ACTIVITY: Copy the data below. Keep every line exactly as it is.

··· INPUT DATA ···

PR #2858, opened 2018-09-20
updating Referrer Policy data

chrisdavidmills:
To find the data, I firstly looked at making it more consistent between pages, but I also looked up values/information at:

···

THE ANSWER:
PR #2858, opened 2018-09-20
updating Referrer Policy data

chrisdavidmills:
To find the data, I firstly looked at making it more consistent between pages, but I also looked up values/information at:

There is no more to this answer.